• _SUPPLIED DATA_
■ ■ ■ ■ ■
PR #1036, opened 2017-10-26
Fix the issue where task does not wait for resource on restart

richardpen:
### Summary

Initially agent should wait for instance resource(port, mem) to be
released by waiting for previous task to be stopped, but this will
broken when task is waiting and agent was restarted. This fix will add
task into waitgroup on restart.
### Implementation details

On agent restart, check if the task has the stop sequence number(which is set when agent receives payload message to stop a task), and add the stop sequence number into the waitStopGroup.

### Testing

- [x] Manually tests with the scenario
New tests cover the changes: 
yes
### Licensing

yes

### DIFF
--- a/agent/engine/docker_task_engine.go
+++ b/agent/engine/docker_task_engine.go
@@ -245,52 +245,72 @@ func (engine *DockerTaskEngine) synchronizeState() {
 	}
 
 	tasks := engine.state.AllTasks()
+	var tasksToStart []*api.Task
 	for _, task := range tasks {
 		conts, ok := engine.state.ContainerMapByArn(task.Arn)
 		if !ok {
-			engine.startTask(task)
+			// task hasn't started processing, no need to check container status
+			tasksToStart = append(tasksToStart, task)
 			continue
 		}
-		for _, cont := range conts {
-			if cont.DockerID == "" {
-				log.Debug("Found container potentially created while we were down", "name", cont.DockerName)
-				// Figure out the dockerid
■ ■ ■ ■ ■
• _WORK TASK_
For the material above, reproduce exactly the lines from the line with "broken when task" to the line with "### Testing", inclusive, and exclude all others.

• _FINISHED EXERCISE_
broken when task is waiting and agent was restarted. This fix will add
task into waitgroup on restart.
### Implementation details

On agent restart, check if the task has the stop sequence number(which is set when agent receives payload message to stop a task), and add the stop sequence number into the waitStopGroup.

### Testing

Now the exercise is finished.